The Sea Ray 300 SLX. "SLX" means "the highest level of sports luxury" among these boats.

Growing up next to the water means a lot of us have experienced the thrill of white knuckles gripped around the bowrail of a speeding boat or sailing yacht hurtling across the water. It was iconised in the movie Titanic when Rose and Jack stood at the bow of the ship, arms outstretched in a move that has become a common sight on thousands of much smaller boats. The lure of bowriding proved irresistible until it was banned in the late '80s. But riding on the bow and riding in a bowrider are two very different things.

In the USA, where many waterways are sheltered, the bowrider has evolved into a true marine adventurer and the new Sea Ray 300 SLX is leader of the pack.

American boat manufacturing giant Sea Ray has built a reputation for quality construction and design over the past 50 years and every model exceeds US Coast Guard safety regulations. SLX denotes the highest level of sports luxury in the Sea Ray range and it doesn't disappoint.

Being American, everything is nicely exaggerated. Therefore, it seems natural the 300 SLX is equipped with a thumping 8.2lt MerCruiser V8 petrol engine that delivers serious output. Given the spectacular seating arrangements it is one of few boats to provide passengers with more enjoyment than the pilot while underway - especially if he's paying for the gas.


'Wow' instantly comes to mind when standing dockside beside the long, sleek hull. In fact, that's all it really is - a long bewitchingly-shaped hull, hiding a beast of a motor under a luxuriously curved array of seating that extends past the pilot's throne through to the bow.

At first glance, the most outstanding feature is the extended rear boarding platform that is like an extra veranda. It's an optional extra, although the standard platform is superb in its own right. Both are beautifully finished in teak and elevate the boat's sense of taste and luxury.

Each of the rear decks make an incredibly easy platform to step on and off. The rear edge of the extended deck discreetly houses a sliding boarding ladder for swimmers and we can only imagine the effect of underwater lights emanating from the stern after dark.

Both sides of the transom are equipped with under-seat storage bins, the rear-most fitted with drain holes for icing the refreshments (or bait if you're really keen). But don't be under any illusion, the Sea Ray 300 SLX is not a fishing boat. The abundance of carpet sees to that. Even the cavernous storage areas under the floor are carpeted.

The cockpit is accessed from the rear deck through a hinged panel in the rear lounger which sits on the one-piece engine cover. The engine cover rises silently on a mechanical strut at the flick of a switch.
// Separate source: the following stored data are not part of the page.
PR #4151, opened 2019-09-03
appnexusBidAdapter - fix outstream bid property

### LINKED ISSUE #3364: EMXDigital outstream does not set VAST url
## Type of issue
Bug

## Description

emxdigital alias using appnexus bid adapter configured for outstream with a renderer.

Example response from network with rtb.video.content VAST xml.
screen shot 2018-11-30 at 10 10 36 am

Prebid bidResponse object, does not map the VAST xml from the network response above into any parameter. I'd expect to see it under `ad` or `vastUrl`.
screen shot 2018-11-30 at 10 08 20 am

The server response from http://ib.adnxs.com/ut/v3/prebid includes `rtb.video.content` instead of `rtb.video.asset_url` which is what the adapter appears to be looking for. https://github.com/prebid/Prebid.js/blob/master/modules/appnexusBidAdapter.js#L263

There is no VAST XML to pass to our renderer.

Should the server return something different? Or should the appnexus adapter be update to also look for rtb.video.content? Or have I missed something else?

## Platform details
Prebid.js 1.26

jsnellbaker:
## Type of change
- [x] Bugfix

## Description of change
Fixes #3364

At some point, the appnexus outstream bid response changed from providing a vastUrl (in the `asset_url` property) to providing the raw vastXml (in the `content`) property.

As highlighted within the above issue, the `appnexusBidAdapter` didn't make the corresponding update to set the ideal value in the prebid bidResponse object - so nothing was being set in the bid's normal vast fields.  

This PR corrects this issue by setting the proper vast field in the bid and reading from the correct source in the raw bid response.

Side Note - it seems the AppNexus Outstream Renderer doesn't explicitly rely on the `bid.vastUrl` or `bid.vastXml` fields to render the outstream bid.  

The AN Renderer seems to read the vast XML from the unique `bid.adResponse` field (which is made in the adapter code); the field is itself a copy of the raw bid response object.  This is why despite this issue, the outstream bids were still rendering.

### DIFF
--- a/modules/appnexusBidAdapter.js
+++ b/modules/appnexusBidAdapter.js
@@ -482,7 +482,7 @@ function newBid(serverBid, rtbBid, bidderRequest) {
     Object.assign(bid, {
       width: rtbBid.rtb.video.player_width,
       height: rtbBid.rtb.video.player_height,
-      vastUrl: rtbBid.rtb.video.asset_url,
+      vastXml: rtbBid.rtb.video.content,
       vastImpUrl: rtbBid.notify_url,
       ttl: 3600
     });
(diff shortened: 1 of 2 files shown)


jsnellbaker:
Please wait before merging.

PR #4154, opened 2019-09-04
fix several issues in appnexus video bids

### LINKED ISSUE #3364: EMXDigital outstream does not set VAST url

### LINKED ISSUE #4025: Appnexus outstream should not check if renderer is defined server side
## Type of issue
Bug

## Description
When creating a placement through the API on appnexus, no renderer is associated to this placement. This is the field ad_types on the placement.
When using this placement on a bid request with an outstream media type, no renderer is defined in the server bid response. Appnexus adapter actually checks only if a renderer has been defined on server side to add the relevant information in the bid response sent to prebid.

So, if no renderer has been defined server side but one is defined on client side, the bid response does not contains the needed "adResponse" field.

This test is located in the adapter here: https://github.com/prebid/Prebid.js/blob/master/modules/appnexusBidAdapter.js#L403-L415

In my opinion, the check should be completed, checking the adunit too.

Thanks for your help.

PS: for those who are stuck with the API, here is a valid ad_types field:

```
[{"id":2,"name":"video","display_name":"Video","renderer":{"id":2,"display_name":"AppNexus Outstream Video Renderer","config":"{\"playOnMouseover\":false,\"audioOnMouseover\":true,\"autoInitialSize\":true,\"nonViewableBehavior\":\"mute\",\"aspectRatio\":\"16:9\",\"playerTechnology\":[\"html5\",\"flash\"],\"playVideoVisibleThreshold\":50,\"expandTime\":1000,\"fixedSizePlayer\":false,\"delayStartUntilNotified\":false,\"showMute\":true,\"showVolume\":false,\"showPlayToggle\":false,\"showProgressBar\":true,\"disableTopBar\":false,\"allowFullscreen\":false,\"disableCollapse\":{\"enabled\":true,\"replay\":true},\"adText\":\"Publicit\u00e9\",\"controlBarPosition\":\"over\",\"vpaidTimeout\":15000,\"terminateUnresponsiveVPAIDCreative\":false,\"delayExpandUntilVPAIDInit\":true,\"delayExpandUntilVPAIDImpression\":false,\"enableInlineVideoForIos\":true,\"preloadInlineAudioForIos\":false,\"waterfallTimeout\":15000,\"waterfallSteps\":-1,\"playerSkin\":{\"topBarColor\":\"#e9edf0\",\"topBarTextColor\":\"#939da3\",\"dividerColor\":\"#cccccc\"},\"skippable\":{\"enabled\":false}}"}}]
```

jsnellbaker:
## Type of change

- [x] Bugfixes

## Description of change
This PR addresses several issues that were present in how video bids were generated in the `appnexusBidAdapter` (and in cases when any `appnexus` alias was used, as reported under #3364 ).

Below is a short summary of the issues:
1. Reported in #3364.  

For outstream bids, the appnexus bidder did not properly populate the typical `bid.vastXml` or `bid.vastUrl` fields.  

The bidder was coded to only look for the `asset_url` value in the raw bid response, but this value is only used by `instream` or `adpod` type bids.  For outstream bids, the ad server returns vast XML code (via the `rtbBid.rtb.video.content` property) and should be set to the `bid.vastXml` field.  

Fix: Added logic to look at the proper fields given the `context` used in the video bid object.

2. Reported in #4025.  

When publishers have the `renderer` defined in an adUnit, they may have cases where the placement in the appnexus adserver is not automatically configured to return a renderer asset.  

Due to some logic used in the bidder (i.e. it assumed it had an outstream bid only if the `renderer_url` was present in the raw bid response from the AN adserver), this prevented some extra video bid information from being attached to the bid object (ie `bid.adResponse`).

This lack of data in the bid in turn hindered the bid from rendering with the adUnit's renderer when the above use-case was used.

Fix: Updated the logic we use to consider what is an outstream bid and moved some logic around so proper values are set for outstream bids.

3. Observed internally.  

When looking for the `renderer_options` for outstream bids, it was hard-coded to always look at the first bid in the `bidderRequest` object.  When there are multiple bids of the same bidder, the desired video bid that should be referenced isn't always going to be first in the list.

Fix: Updated the logic to find the correct bid in the `bidderRequest` object and use that to read the `renderer_options` if they're defined.

## Other information
Fixes #3364 
Fixes #4025

### DIFF
--- a/modules/appnexusBidAdapter.js
+++ b/modules/appnexusBidAdapter.js
@@ -5,6 +5,7 @@ import { registerBidder, getIabSubCategory } from '../src/adapters/bidderFactory
 import { BANNER, NATIVE, VIDEO, ADPOD } from '../src/mediaTypes';
 import find from 'core-js/library/fn/array/find';
 import includes from 'core-js/library/fn/array/includes';
+import { OUTSTREAM, INSTREAM } from '../src/video';
 
 const BIDDER_CODE = 'appnexus';
 const URL = '//ib.adnxs.com/ut/v3/prebid';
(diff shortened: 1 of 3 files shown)


xavierleune:
:+1: thanks @jsnellbaker

jsnellbaker:
Hi @mkendall07 I checked the longform test pages and they were working fine.

PR #4155, opened 2019-09-04
Rubicon Video COPPA fix

umbrella-artem-seryak:
## Type of change

- [x] Bugfix
- [ ] Feature
- [ ] New bidder adapter   
- [ ] Build related changes
- [ ] CI related changes
- [ ] Other

## Description of change
It looks like there is a bug in a Rubicon adapter - when setting coppa flag, the current implementation tries to do that on a non-defined `request` object, instead of `data`, which seems to be the right place for it.
Feels like the problem line was just copy-pasted from https://github.com/rubicon-project/Prebid.js/blob/4f16865157caca46b7e024d81202419517835451/modules/prebidServerBidAdapter/index.js#L575

### DIFF
--- a/modules/rubiconBidAdapter.js
+++ b/modules/rubiconBidAdapter.js
@@ -237,7 +237,7 @@ export const spec = {
       }
 
       if (config.getConfig('coppa') === true) {
-        utils.deepSetValue(request, 'regs.coppa', 1);
+        utils.deepSetValue(data, 'regs.coppa', 1);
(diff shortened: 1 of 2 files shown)


bretg:
Good catch  - thanks @umbrella-artem-seryak 

@msm0504 - please add a unit test here.

msm0504:
@bretg I've added a unit test and pushed the change.

Issue #4166, opened 2019-09-05
PrebidJS User Id module should share userIds in ORTB Eids format as well


pm-harshad-mane:
## Type of issue
Prebid JS User Id module shares all user Ids with bidders in an object like below.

Inspection of the engine bay reveals a lot of sound-dampening insulation. All surfaces are flow-coated for a nice, smooth finish inside and out. If full-engine access is required, the cover can be removed in its entirety. Twin batteries serve house- and start-power needs separately, but battery banks can be linked with the dual-battery switch located amidships in the engineroom.

There's an automatic fire suppression system from a dedicated, heat-controlled fire extinguisher mounted over the engine and remote carbon monoxide monitoring.

Back in the cockpit, the full-size of the boat becomes apparent. There's room for Texas and a big sky to boot.

Arched above the cockpit is Sea Ray's trademark forward-raking tower fitted to the deck by oversize aluminium tubing. The tower carries a useful canvas bimini, while providing a gorilla-strength attachment for wakeboard racks, skis and water toys.

The boat is fitted with a plethora of cupholders and handy lockers that fall to hand for personal items. You'll also find stereo speakers discretely fitted throughout the boat for those who enjoy their tunes. The fore and aft seating configuration is such that they lend themselves to two distinct focal points - one in the cockpit and one in the bow. Not surprisingly, there's a floor attachment in both areas for a small pedestal table. Each area is further catered with subtle courtesy lights set at floor level.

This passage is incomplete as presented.